WORK TO BE COMPLETED: From the data, return each line holding the word "time".
--
Issue #1489, opened 2022-02-09
[DynamoDB] Support for time to live (state store)


wimvdc:
## Intro

The state store implementation for DynamoDB currently lacks time to live support.

## Proposal:

- As described in the spec, fetch `ttlInSeconds`from the metadata of a request (if present)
--
TASK RESULT:
[DynamoDB] Support for time to live (state store)
The state store implementation for DynamoDB currently lacks time to live support.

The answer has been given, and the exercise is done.